### INSTRUCTIONS TO FOLLOW
Copy each line from the entries that the word "await" appears in.

### MATERIAL TO PROCESS
PR #2422, opened 2024-09-02
Add mimetype / field and splits of qas

bloodbare:
### Description

### How was this PR tested?


nucliadb/src/nucliadb/ingest/fields/base.py
```diff
@@ -208,27 +208,50 @@ async def set_error(self, error: Error) -> None:
             error=error,
         )
 
-    async def get_question_answers(self) -> Optional[QuestionAnswers]:
-        if self.question_answers is None:
+    async def get_question_answers(self, force=False) -> Optional[FieldQuestionAnswers]:
+        if self.question_answers is None or force:
             sf = self.get_storage_field(FieldTypes.QUESTION_ANSWERS)
-            payload = await self.storage.download_pb(sf, QuestionAnswers)
+            payload = await self.storage.download_pb(sf, FieldQuestionAnswers)
```
jotare, line 214: Could you add a warning here if the operation fails. We can use it to find and delete any KB with the old Q&A implementation

nucliadb/src/nucliadb/ingest/fields/base.py
```diff
@@ -208,27 +208,50 @@ async def set_error(self, error: Error) -> None:
...
         sf = self.get_storage_field(FieldTypes.QUESTION_ANSWERS)
 
-        if payload.HasField("file"):
-            raw_payload = await self.storage.downloadbytescf(payload.file)
-            pb = QuestionAnswers()
-            pb.ParseFromString(raw_payload.read())
-            raw_payload.flush()
-            self.question_answers = pb
+        if actual_payload is None:
+            # Its first extracted text
```
jotare, line 232: Copy-pasted comment

nucliadb_models/src/nucliadb_models/common.py
```diff
@@ -271,3 +277,7 @@ class Answer(BaseModel):
 class QuestionAnswer(BaseModel):
     question: Question
     answers: List[Answer]
+
+
+class QuestionAnswers(BaseModel):
```
jotare, line 282: Do we need a new type only for a list of `QuestionAnswer`?

bloodbare: As a default pattern map the PB

jotare (approved):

### EXPECTED OUTPUT
-            payload = await self.storage.download_pb(sf, QuestionAnswers)
+            payload = await self.storage.download_pb(sf, FieldQuestionAnswers)
-            raw_payload = await self.storage.downloadbytescf(payload.file)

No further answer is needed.